Первым, кого он увидел у цирюльника, был не кто иной, как его друг Марсель. Он сидел у зеркала, повязанный салфеткой, с видом человека, которому делают прическу. Бедняга, вероятно, надеялся раздобыть денег, чтобы уплатить за вчерашний ужин. Он недовольно хмурил брови и озабоченно слушал парикмахера, который со своей стороны, делая вид, будто завивает Марселя (хотя щипцы были совершенно холодные), что-то вполголоса говорил ему с сильным гасконским акцентом.
Перед другим зеркалом, за перегородкой, сидел и беспокойно оглядывался какой-то незнакомец, тоже украшенный салфеткой, яг сквозь приоткрытую дверь задней комнаты можно было увидеть в старом трюмо фигуру довольно тощей девицы, занятой вместе с женой парикмахера примеркой платья из клетчатой шотландки.
— Как ты сюда попал в такой час? — удивился Марсель, и лицо его при виде друга приняло обычное веселое выражение.
Усевшись подле зеркала, Эжен коротко рассказал о своей недавней встрече и намерении, которое привело его сюда.
— Ты, право, наивен, — сказал Марсель. — Зачем тебе вмешиваться в это дело, раз есть барон? Ты увидел привлекательную и, несомненно, голодную девушку; ты ей купил холодного цыпленка, — это в твоем духе, ничего не скажешь. Ты не требуешь благодарности, тебя прельщает инкогнито: это благородно. Но идти еще дальше — это уже донкихотство. Поступиться часами или подписью ради белошвейки, которой покровительствует некий барон, и не иметь чести даже встречаться с ней, — такое от сотворения мира случалось разве только в романах Голубой библиотеки.

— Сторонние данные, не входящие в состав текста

PR #2392, opened 2019-06-18
2390 - Fix source not firing on sort and number sorting in the demo demoapp

### LINKED ISSUE #2390: Datagrid: Incorrect sorting on numeric columns
**Description of problem:**
On the example page http://localhost:4000/components/datagrid/test-calculate-text-width.html, when changing the sort on the "capacity" column, the numbers become incorrectly sorted (e.g., putting 10 and 100 just before 1,000):

capacity-sort

_Originally posted by @davidcarlsonberg in https://github.com/infor-design/enterprise/pull/2342#issuecomment-502748330_

**Expected Behavior:**
This column should sort numerically.

**Version**
Discovered testing `master` at 4.20.x

tmcconechy:

#2390 noted the sort on the number columns was wrong. When fixing found a regression from 4.16 where the source function did not fire. Fixed both. Now the example will show paging/sorting working on serverside data.

Fixes #2390 

- go to http://localhost:4000/components/datagrid/example-paging
- click twice on the id column header to sort reverse
- should show 999 - 990
- can also test the same on http://localhost:4000/components/datagrid/test-calculate-text-width.html on the capacity column

**Other Details**


tmcconechy:
@deep7102 fixed the sorting on time/date it was a demo app issue

EdwardCoyle:
Just something I noticed... the sorting is definitely working, but it looks like it gets incorrect data for a split-second, then corrects.  Watch the ID column in this GIF to really see it:

Jun-19-2019-10_03-AM

It's definitely not making a duplicate AJAX call, but it does run the `resultsText()` callback twice.

tmcconechy:
@EdwardCoyle could catch thats very subtle. I fixed this. The issue is its calling render twice once for whats there in the grid and then again when the callback comes back. So i made it render just once for the callback situation

tmcconechy:
@davidcarlsonberg I fixed the sorting by adding a false/true value every second row

davidcarlsonberg:
On sort, all checkboxes are returning the initial state.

— Смейся, если хочешь, — возразил Эжен. — На свете столько обездоленных, что всем помочь я, разумеется, не в состоянии. Тех, кого не знаю, я просто жалею, но когда сталкиваюсь с несчастным, то не могу не протянуть ему руку помощи. Как бы там ни было, остаться равнодушным к страданию для меня невозможно. Я недостаточно богат, чтобы разыскивать бедняков, — так далеко моя благотворительность не заходит, — но встретившись с ними, я подаю милостыню.
— Стало быть, хлопот у тебя немало, — заметил Марсель, — бедняков у нас хватает.
— Ну и что ж! — воскликнул Эжен, все еще взволнованный сценой, свидетелем которой он был. — Разве лучше идти своей дорогой и дать человеку умереть голодной смертью? Эта несчастная безрассудна, она сумасбродна, — все, что хочешь; она, быть может, не стоит ничьей жалости; но мне ее все-таки жаль. Разве милые подруги Ружет, которые сегодня и не вспоминают о ней, будто ее уже нет на свете, а еще вчера помогали ей швырять деньги на ветер, — разве они поступают лучше? Кого просить ей о помощи? Чужого человека, который зажжет ее письмом сигару, или, быть может, мадмуазель Пенсон, которая отправляется в гости и танцует до упаду, в то время как ее товарка умирает с голоду? Признаюсь, дорогой Марсель, что все это прямо внушает мне ужас… Мне отвратительна эта вчерашняя вертушка с ее куплетами и шуточками, которая могла смеяться и болтать в ту минуту, когда героиня ее рассказа погибала у себя на чердаке. Днями и неделями не разлучаться с подругой, почти сестрой, бегать с ней по театрам, балам, кофейням, а потом даже не знать, жива ли она, — нет, это хуже, чем равнодушие эгоиста, это бесчувственность животного. Твоя мадмуазель Пенсон — чудовище, твои хваленые гризетки, не знающие стыда, не понимающие дружбы, — самые презренные существа на свете!